The following is used to calculate the “weight” of an attack:

  1. Factors are calculated:

    • Impact
    • Success rate
    • Persistence
    • Ease of exploitation
  2. MCP-specific multipliers are introduced:

    • semantic attacks
    • multi-tool chains
    • low observability
  3. The final score is derived from 0 to 10:

    • Low
    • Medium
    • High
    • Critical

Limitations

The paper explicitly acknowledges weaknesses:

- hallucinations
- classification errors
- instability
- a large output budget is required (about 12k tokens)
- problems with non-standard sources
- multilingual data
- aggressive descriptions may be treated as attacks

Summary

MCPThreatHive is a strong conceptual step toward systematizing MCP threats and analyzing compositional attacks. Moving to a graph-centric security model gives an obvious advantage for building multi-component attacks. The development and use of a custom threat model, MCP-38, is also worth noting, as it creates a foundation for deep and long-term study of this area.
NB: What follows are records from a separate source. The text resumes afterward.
PR #695, opened 2016-11-01
add optional websocket ui

majestrate:
optional because in build it pulls in another library for websocket handling
I can refactor it later to not pull that websocket library in or perhaps bundle it as it's just a header library.

### DIFF
--- a/ClientContext.cpp
+++ b/ClientContext.cpp
@@ -290,7 +290,7 @@ namespace client
 		}
 		return infos;
 	}
-
+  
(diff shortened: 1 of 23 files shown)


l-n-s:
Just wondering, can we websocket-enable i2pcontrol API and manage i2pd from regular HTTPService?

l-n-s:
and the same with SAM and other APIs, to build I2P websocket apps

majestrate:
you could but that would need to be implemented

PR #697, opened 2016-11-03
systemd unit, debian patch fix, makefile last-dist added, package log&pid folder edited

atnaguzin:


atnaguzin:
I will rework some things, and then rePR again.

PR #759, opened 2017-01-01
Build DEB package with CMake and uPNP

v2e:
- Build Debian package using CMake instead of the shipped Makefile
- enable uPNP support during build

### DIFF
--- a/debian/control
+++ b/debian/control
@@ -2,7 +2,7 @@ Source: i2pd
 Section: net
 Priority: extra
 Maintainer: hagen <hagen@i2pmail.org>
-Build-Depends: debhelper (>= 9.0.0), dpkg-dev (>= 1.16.1~),
+Build-Depends: cmake (>= 2.8.12), debhelper (>= 9.0.0), dpkg-dev (>= 1.16.1~),
  gcc (>= 4.7) | clang (>= 3.3),
  libboost-system-dev (>= 1.46),
  libboost-date-time-dev,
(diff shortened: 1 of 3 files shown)


orignal:
We don't enable UPnP intentionally

v2e:
> We don't enable UPnP intentionally
Why? I tested on a couple of my PCs, and with UPNP it works much more effective (more transit traffic).

And what about the CMake build itself? It is independent of UPNP.

r4sas:
About cmake:
If you will give to me 10 reasons to build deb packages with cmake, I'll think about this

orignal:
UPnP requires extra dependancy, and most of Linux users don't want it, because they know how to forward ports manually

majestrate:
from what I understand the cmake build files aren't really used much

orignal:
FreeBSD build uses it

v2e:
@r4sas This repository contains the CMake files already. So I just suggested to use them during the DEB package build. It was nothing more but a suggestion. So it is perfectly OK to decline it. And sure enough I am not going to "give to you 10 reasons".

@orignal You may be right about the linux users knowing how to forward ports by hand. Still, I was considering the following:

1. Most torrent-clients (as well as some other software) use UPNP anyway, so the library may be there on the user's PC anyway. And this library is a standard one from the Debian repository.
2. The I2P documentation seems to recommend the user NOT to use the same port all the time. If I am not mistaken, it is recommended to use a random port. In such case it would be not too convenient to forward a new port each time by hand.

This being said, I'd like to emphasize that by no means I insist on these commits. I will use them on my own system, but it is totally up to you to decide what is going to enter the code tree. And thank you guys for working on I2PD! Please continue. :)

r4sas:
@v2e, =)

PR #797, opened 2017-02-08
Added systemd support for debian package

kayrus:
It is suitable for modern deb based systems like Debian Jessie (8) or Ubuntu Xenial (16.04).

Logs are written directly into systemd-journald which helps to debug i2pd: `journalctl -f -u i2pd`. Actually there is no need in logrotate rules, but I left them for backward compatibility.

### DIFF
--- a/debian/control
+++ b/debian/control
@@ -5,6 +5,7 @@ Maintainer: hagen <hagen@i2pmail.org>
 Build-Depends: debhelper (>= 9.0.0), dpkg-dev (>= 1.16.1~),
  gcc (>= 4.7) | clang (>= 3.3),
  libboost-system-dev (>= 1.46),
+ dh-systemd (>= 1.5),
  libboost-date-time-dev,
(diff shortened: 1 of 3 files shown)


r4sas:
We already have it: https://github.com/PurpleI2P/i2pd/tree/openssl/contrib/debian

kayrus:
@r4sas it is not obvious though.

majestrate:
wouldn't this need to be amended to not run i2pd as root?

kayrus:
@majestrate true. all this stuff was already implemented here: https://github.com/PurpleI2P/i2pd/blob/openssl/contrib/debian/i2pd.service

kayrus:
I've updated i2pd.service file. If you don't want to merge this PR, just close it.

majestrate:
A merge should be fine given that we have someone to maintain the debian package, that is the part that is foggy for me.

PR #5245, opened 2026-07-21
feat: add setting to enable skeuomorphic book covers

### LINKED ISSUE #4905: FR: Make book covers look like actual book covers

dastarruer:
Closes #4905.

Changes old book spine gradient to look like a hardcover book, adds a `Library` section to the theme panel with a new 'Skeuomorphic Covers' toggle.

However, the early stage of the repository and its high dependence on LLMs introduce their own limitations and are unlikely to allow the current system to reach the level of a runtime protection mechanism or a full product solution.

The project is well suited for research teams, security architects, and threat modeling tasks. In practice, it should be used as an audit tool on top of existing solutions.